We created the sub-groups using a filesystem-like syntax, and accessing groups works the same way. We can access individual dataarrays in a similar fashion

In [13]: dt["simulation/coarse/foo"]
Out[13]: 
<xarray.DataArray 'foo' (x: 2, y: 3)> Size: 48B
array([[ 0.4691123 , -0.28286334, -1.5090585 ],
       [-1.13563237,  1.21211203, -0.17321465]])
Coordinates:
  * x        (x) int64 16B 10 20
Dimensions without coordinates: y

and we can also pull out the data in a particular group as a Dataset object using .ds:

In [14]: dt["simulation/coarse"].ds
Out[14]: 
<xarray.DatasetView> Size: 88B
Dimensions:  (x: 2, y: 3)
Coordinates:
  * x        (x) int64 16B 10 20
Dimensions without coordinates: y
Data variables:
    foo      (x, y) float64 48B 0.4691 -0.2829 -1.509 -1.136 1.212 -0.1732
    bar      (x) int64 16B 1 2
    baz      float64 8B 3.142

Operations map over subtrees, so we can take a mean over the x dimension of both the fine and coarse groups just by

In [15]: avg = dt["simulation"].mean(dim="x")

In [16]: avg
Out[16]: 
DataTree('simulation', parent=None)
├── DataTree('coarse')
│       Dimensions:  (y: 3)
│       Dimensions without coordinates: y
│       Data variables:
│           foo      (y) float64 24B -0.3333 0.4646 -0.8411
│           bar      float64 8B 1.5
│           baz      float64 8B 3.142
└── DataTree('fine')
        Dimensions:  (y: 3)
        Dimensions without coordinates: y
        Data variables:
            foo      (y) float64 24B -0.3333 0.4646 -0.8411
            bar      float64 8B 1.5
            baz      float64 8B 3.142

Here the "x" dimension used is always the one local to that sub-group.

You can do almost everything you can do with Dataset objects with DataTree objects (including indexing and arithmetic), as operations will be mapped over every sub-group in the tree.
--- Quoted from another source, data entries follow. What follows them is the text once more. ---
PR #337, opened 2018-11-21
Examples with extensions

julienbodet:
This pull request adds extensions to all iOS examples by using the Core subspec (cocoapods) or Core framework (Carthage).

The extension is a simple UI with a logging view just like the app and allows to get the user profile.

I also discovered that the carthage example's extension is, surprisingly, able to build by importing the `AppAuth.framework` in contrary to the cocoapods example that is not building (it's the reason why the Core subspec exists). But importing `AppAuthCore.framework` instead fixes a linking warning.


petea:
@julienbodet does this work need to be updated in order to sync with head?  It'd be nice to have App Extension examples.

Toppole6:
[]()

PR #341, opened 2018-11-28
Fix incorrect error message for issuedAt validation

nickskull:
This has been changed to 10 minutes a while ago, however the error was still saying 5 minutes.


WilliamDenniss:
Closing in favor of #397

PR #345, opened 2018-12-07
Adds a completion to the session cancel. Also ensure to call completi…

### LINKED ISSUE #280: OIDExternalUserAgentIOS.dismissExternalUserAgentAnimated:completion: doesn't call completion when no current auth flow
**Are you filing an issue about iOS 12?**
No.

**Describe the bug**
`OIDExternalUserAgentIOS.dismissExternalUserAgentAnimated:completion:` doesn't execute completion block if there is no authorization flow in progress (`_externalUserAgentFlowInProgress` is `false`). I believe the completion block should be called in every case and could maybe return a boolean to tell the caller if the authorization agent was actually dismissed or not (`true` if a flow was in progress, `false` otherwise).

```
- (void)dismissExternalUserAgentAnimated:(BOOL)animated completion:(void (^)(void))completion {
  if (!_externalUserAgentFlowInProgress) {
    // Ignore this call if there is no authorization flow in progress.
    return;
  }
  
#pragma clang diagnostic push
#pragma clang diagnostic ignored "-Wpartial-availability"
  SFSafariViewController *safariVC = _safariVC;
  SFAuthenticationSession *authenticationVC = _authenticationVC;
#pragma clang diagnostic pop
  
  [self cleanUp];
  
  if (@available(iOS 11.0, *)) {
    [authenticationVC cancel];
    if (completion) completion();
  } else if (@available(iOS 9.0, *)) {
    if (safariVC) {
      [safariVC dismissViewControllerAnimated:YES completion:completion];
    } else {
      if (completion) completion();
    }
  } else {
    if (completion) completion();
  }
}
```

I noticed this completion block was not called while calling `dismissExternalUserAgentAnimated:completion:` because I wanted to cancel the authorization in a certain case and execute some code after it is actually cancelled or not (if no flow in progress). The preferred way to do would be to call `OIDExternalUserAgentSession.cancel()` but this method does not currently allow to pass a completion block to execute once the authorization is cancelled. That said, adding a completion to this cancel method would be nice too.

julienbodet:
…on block in all the implementations of dismissExternalUserAgentAnimated:completion:

This pull request resolves #280

### DIFF
--- a/Source/OIDAuthorizationService.m
+++ b/Source/OIDAuthorizationService.m
@@ -79,12 +79,13 @@ NS_ASSUME_NONNULL_BEGIN
   }
 }
 
-- (void)cancel {
+- (void)cancelWithCompletion:(void (^)(void))completion {
   [_externalUserAgent dismissExternalUserAgentAnimated:YES completion:^{
       NSError *error = [OIDErrorUtilities errorWithCode:OIDErrorCodeUserCanceledAuthorizationFlow
                                         underlyingError:nil
                                             description:@"Authorization flow was cancelled."];
       [self didFinishWithResponse:nil error:error];
+      if (completion) completion();
   }];
 }
 
--- a/Source/OIDAuthorizationService.m
+++ b/Source/OIDAuthorizationService.m
@@ -79,7 +79,11 @@ NS_ASSUME_NONNULL_BEGIN
   }
 }
 
-- (void)cancelWithCompletion:(void (^)(void))completion {
+- (void)cancel {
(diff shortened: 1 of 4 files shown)


WilliamDenniss:
Should `completion` be nullable, and we keep the existing "cancel" method to avoid a breaking API change?

julienbodet:
> Should `completion` be nullable, and we keep the existing "cancel" method to avoid a breaking API change?

Yes good idea, I'll make the change!

PR #354, opened 2019-02-22
Clean up test scopes

petea:


WilliamDenniss:
The "openid" scope has special meaning, I wonder if for clarity we should pick something else, or use it without the prefix.

petea:
How about "userinfo.email"?

WilliamDenniss:
That works.

petea:
Ready for you to take another look.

This allows you to work with multiple groups of non-alignable variables at once.

Note

If all of your variables are mutually alignable (i.e. they live on the same grid, such that every common dimension name maps to the same length), then you probably don’t need DataTree, and should consider just sticking with xarray.Dataset.